El ambiente de la plaza era relajante. Las fuentes brotaban agua y los edificios con sus elegantes escaparates decoraban el paisaje. Era el lugar perfecto para un día tan especial.




Alessandra se paró un momento frente a uno de los escaparates que mostraba vestidos de fiesta. Su pelo pelirrojo resplandecía contra la luz del sol.


—¡Mira ese vestido rojo! Qué bonito —dijo señalando el maniquí.


—A ti te quedará mejor el blanco, cariño —respondió Antonella con una sonrisa.


Las cuatro siguieron caminando juntas, disfrutando de la mañana.




Cruzaron las puertas de la boutique más exclusiva de Windenburg. El lujo las envolvió: suelos de mármol, escalinatas ornamentadas y cristalerías que reflejaban la luz.


Se sentaron un momento en el salón privado para tomar algo antes de empezar. Alessandra, emocionada, miró a las tres mujeres que más quería.


—Sabéis... a veces siento que estoy soñando —dijo Alessandra con esos ojos grises verdosos brillando de emoción—. Dentro de poco seré esposa de Piero. Es el hombre más bueno del mundo.


Doña Bianca apretó ligeramente su taza de café. Mariella, sentada a su lado con sus ojos verdes clavados en el suelo, cruzó las piernas y no dijo nada.


—Eres muy joven todavía, cariño —dijo Antonella con dulzura—. Pero si es lo que quieres, te apoyamos.

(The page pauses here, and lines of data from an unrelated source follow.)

Issue #9428, opened 2021-10-28
Rating Prompt


data-sync-user:
As a product manager, I want to receive more feedback from users and provide them a fast and easy way to do so right from the app.

┆Issue is synchronized with this [Jira Task](https://mozilla-hub.atlassian.net/browse/FXIOS-3371)

data-sync-user:
➤ Simion Basca commented:

Tested on 96.0 (7210), on  Firefox Beta 96.0 (7210) and latest main 90ed4859c4215f8 build locally.

I was unable to manually display the Rating Prompt after the following scenario:

  1. Install Firefox 96.0 (7210)
  2. Open tabs tray
  3. Close the app
  4. Set date from the current day to next day (e.g from 30.12 to 31.12)
  5. Open the app
  6. Open tabs tray
  7. Close the app
  8. Set date from the current day to next day (e.g from 31.12 to 01.01)
  9. Repeat steps 5) to 8 ) until reaching the 06.01 date. This way the condition “*CDOU value of 5 in the last 7 days”* is true. 

After doing the mentioned scenario the rating prompt should be displayed upon opening tab tray. So far I was unable to manually display the Rating Prompt.

Laurie Marceau could you please confirm if this scenarios is correct and could you please advise how to make the prompt display?

data-sync-user:
➤ Simion Basca commented:

The rating prompt will only appear on app store build. This will be tested on v96.0 when it will be released.

data-sync-user:
➤ Laurie Marceau commented:

Simion Basca It was decided that we need to make a new build for v96 to remove the Rating Prompt. It will be introduced in v97 instead. The Setting item to go directly to the App Store will stay in v96 thought.

data-sync-user:
➤ Simion Basca commented:

Tested on v96.0 (7353). The user is correctly directed to the “review” screen from app store when tapping on “Rate App” via settings. The rest of the acceptance criteria will be  checked on v97.

data-sync-user:
➤ Simion Basca commented:

Moving this issue to “Done” in favor of https://mozilla-hub.atlassian.net/browse/FXIOS-3561 ( https://mozilla-hub.atlassian.net/browse/FXIOS-3561|smart-link )

data-sync-user:
➤ Simion Basca commented:

[...]

PR #9761, opened 2022-01-11
Remove #9428 [v96] Rating prompt

lmarceau:
Removing the Rating prompt from v96 for issue #9428
The Setting item to go to the App Store will stay in thought.


nishant2718 (approved):

nishant2718:
This is okay, but next time we might be able to use AppInfo.appVersion and turn it on/off based on that.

—Es lo que quiero, mamá. Es lo que siempre he querido.





Llegó el momento de las pruebas. Alessandra se metió en el probador. Salió con un vestido rosa de lentejuelas que no terminaba de convencerla. Se miró al espejo, dubitativa.


—No sé... me parece demasiado llamativo —dijo Alessandra, girándose ante su reflejo.


—Prueba otro, cariño. No te preocupes —la animó Antonella.




Probó otro más sencillo. Tampoco era "el elegido". Hasta que la vendedora apareció con una caja cubierta de tela.


—Creo que este es el suyo.


Alessandra desapareció tras el cortinado. Cuando salió, el silencio reinó en la sala. Llevaba un vestido blanco de encaje inmaculado, con un velo largo que caía como una nube sobre sus hombros pelirrojos. Las pecas de su cara parecían brillar de felicidad.


Bajó lentamente la escalinata de mármol. Abajo, las tres mujeres la observaban con asombro. Doña Bianca, con sus ojos avellana húmedos, pensó en lo que su hijo le estaba ocultando. Antonella, con sus ojos verdes grisáceos llenos de lágrimas, se llevó la mano a la boca.



Alessandra se acercó al gran espejo de la sala y se quedó contemplándose. El velo caía suavemente sobre sus hombros. El encaje del vestido realzaba su figura. Por un momento, se vio a sí misma como la mujer que siempre había soñado ser.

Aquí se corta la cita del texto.